Problem details> Exactly as they appear, set down all the lines of the material.

(Beginning of Supplied information)

Issue #4556, opened 2024-01-08
`"a" is "b"` is true


FeepingCreature:
Repro:

```
extern(C) void printf(const char*, ...);

void main()
{
    if ("a" is "b")
    {
        printf("oops.\n");
    }
}
```

The issue goes away if I switch to `IRBuilder<llvm::NoFolder>`. I suspect this is a side effect of strings being `unnamed_addr`, meaning LLVM not-entirely-unreasonably concludes "well, I can interpret `icmp eq i8* @.str.1, @.str.2` however I feel like". Of course, "a" will never actually be merged with "b", but...

JohanEngelen:
This bug is not related to LLVM or wrong optimization by LLVM. The generated code does not even contain an `icmp` because LDC recognizes that the condition is a compile-time constant and thus is known to be either true or false at compile-time and no branching is needed. (#3134, since 1.19)
The bug arises since 1.25, where for some reason `"a" is "b"` evaluates to `true` (when it is the condition of `if`).

JohanEngelen:
Related LLVM change:  https://reviews.llvm.org/D87123

PR #4559, opened 2024-01-08
Fix if-statement elision on constant true/false condition, for condit…

JohanEngelen:
…ion expressions that are more complex than a simple integer.

Resolves issue #4556


kinke:
Is the Circle CI failure caused by using the distro-LLVM v11.0.0, whereas the vanilla-LLVM job uses v11.1.0?

JohanEngelen:
> Is the Circle CI failure caused by using the distro-LLVM v11.0.0, whereas the vanilla-LLVM job uses v11.1.0?

Yep. The testcase is a bit strange too, let me think about it.

PR #4564, opened 2024-01-24
Strict aliasing fixes

the-horo:


gen/abi/x86-64.cpp
```diff
@@ -259,7 +265,7 @@ void X86_64TargetABI::rewriteArgument(IrFuncTy &fty, IrFuncTyArg &arg,
 }
 
 void X86_64TargetABI::rewriteFunctionType(IrFuncTy &fty) {
-  RegCount &regCount = getRegCount(fty);
+  RegCount regCount = getRegCount(fty);
   regCount = RegCount(); // initialize
```
kinke, line 269: This isn't needed anymore; a simple `RegCount regCount;` can now replace the 2 lines.

the-horo: Oops, I didn't notice it.

kinke (approved):

kinke:
Thanks!

PR #4572, opened 2024-02-02
This line points to empty dir?

denizzzka:
When this ldc2.conf is used this line points to dir which contains empty `ldc/` dir


kinke:
It is usually populated with gcc_builtins modules, see https://github.com/ldc-developers/ldc/blob/cbdce51f41e20b690ce505caabb184c77b08930a/runtime/CMakeLists.txt#L337-L364. Not for a standalone druntime/Phobos build without compiler though (e.g., via `ldc-build-runtime` tool).

PR #4580, opened 2024-02-13
macOS: Don't link lib{pthread,m} as platform libs

kinke:


JohanEngelen:
Is there something I can test for you locally?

(End of Supplied information)

Response area>
Issue #4556, opened 2024-01-08
`"a" is "b"` is true


FeepingCreature:
Repro:

```
extern(C) void printf(const char*, ...);

void main()
{
    if ("a" is "b")
    {
        printf("oops.\n");
    }
}
```

The issue goes away if I switch to `IRBuilder<llvm::NoFolder>`. I suspect this is a side effect of strings being `unnamed_addr`, meaning LLVM not-entirely-unreasonably concludes "well, I can interpret `icmp eq i8* @.str.1, @.str.2` however I feel like". Of course, "a" will never actually be merged with "b", but...

JohanEngelen:
This bug is not related to LLVM or wrong optimization by LLVM. The generated code does not even contain an `icmp` because LDC recognizes that the condition is a compile-time constant and thus is known to be either true or false at compile-time and no branching is needed. (#3134, since 1.19)
The bug arises since 1.25, where for some reason `"a" is "b"` evaluates to `true` (when it is the condition of `if`).

JohanEngelen:
Related LLVM change:  https://reviews.llvm.org/D87123

PR #4559, opened 2024-01-08
Fix if-statement elision on constant true/false condition, for condit…

JohanEngelen:
…ion expressions that are more complex than a simple integer.

Resolves issue #4556


kinke:
Is the Circle CI failure caused by using the distro-LLVM v11.0.0, whereas the vanilla-LLVM job uses v11.1.0?

JohanEngelen:
> Is the Circle CI failure caused by using the distro-LLVM v11.0.0, whereas the vanilla-LLVM job uses v11.1.0?

Yep. The testcase is a bit strange too, let me think about it.

PR #4564, opened 2024-01-24
Strict aliasing fixes

the-horo:


gen/abi/x86-64.cpp
```diff
@@ -259,7 +265,7 @@ void X86_64TargetABI::rewriteArgument(IrFuncTy &fty, IrFuncTyArg &arg,
 }
 
 void X86_64TargetABI::rewriteFunctionType(IrFuncTy &fty) {
-  RegCount &regCount = getRegCount(fty);
+  RegCount regCount = getRegCount(fty);
   regCount = RegCount(); // initialize
```
kinke, line 269: This isn't needed anymore; a simple `RegCount regCount;` can now replace the 2 lines.

the-horo: Oops, I didn't notice it.

kinke (approved):

kinke:
Thanks!

PR #4572, opened 2024-02-02
This line points to empty dir?

denizzzka:
When this ldc2.conf is used this line points to dir which contains empty `ldc/` dir


kinke:
It is usually populated with gcc_builtins modules, see https://github.com/ldc-developers/ldc/blob/cbdce51f41e20b690ce505caabb184c77b08930a/runtime/CMakeLists.txt#L337-L364. Not for a standalone druntime/Phobos build without compiler though (e.g., via `ldc-build-runtime` tool).

PR #4580, opened 2024-02-13
macOS: Don't link lib{pthread,m} as platform libs

kinke:


JohanEngelen:
Is there something I can test for you locally?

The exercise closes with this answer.